• [Task to complete] The lines to copy are those holding the string "with" in the entries below.

[Excerpts from a dataset]
PR #480, opened 2021-03-05
First page for generated PDF that can serve as the cover

bvhme:
Here is the new page 1 of the generated PDF file:

image

I haven't gotten to generating the print version yet, however this should remove the need to manually attach a cover file to new versions.

The separate cover file for the printer I'll make next, however I need to invent a way to do effective layout for it first with it's two pages in one style. It's in the works.

Also, there is no date on there, as we don't really have a system for that yet.

Should I add a published date to the `config.yml` that needs to get updated with the version?


ericherman:
Yes, date in `_config.yml` under `title` and `version` seems reasonable to me.

ericherman (approved):

ericherman:
Do you wish to merge this as-is or wait until add the date is added?

bvhme:
I might not be able to do any real work on this the next 14 days, so you could merge it as is and we can add the date later, wait (we're not in a rush right), or add it yourself.

ericherman:
let's merge and then add the date.

PR #481, opened 2021-03-05
PDF for the outer cover

bvhme:
Generates a PDF version of the outer cover of the Standard from Jekyll.

image


ericherman (approved):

• [Problem solution]
The separate cover file for the printer I'll make next, however I need to invent a way to do effective layout for it first with it's two pages in one style. It's in the works.
Should I add a published date to the `config.yml` that needs to get updated with the version?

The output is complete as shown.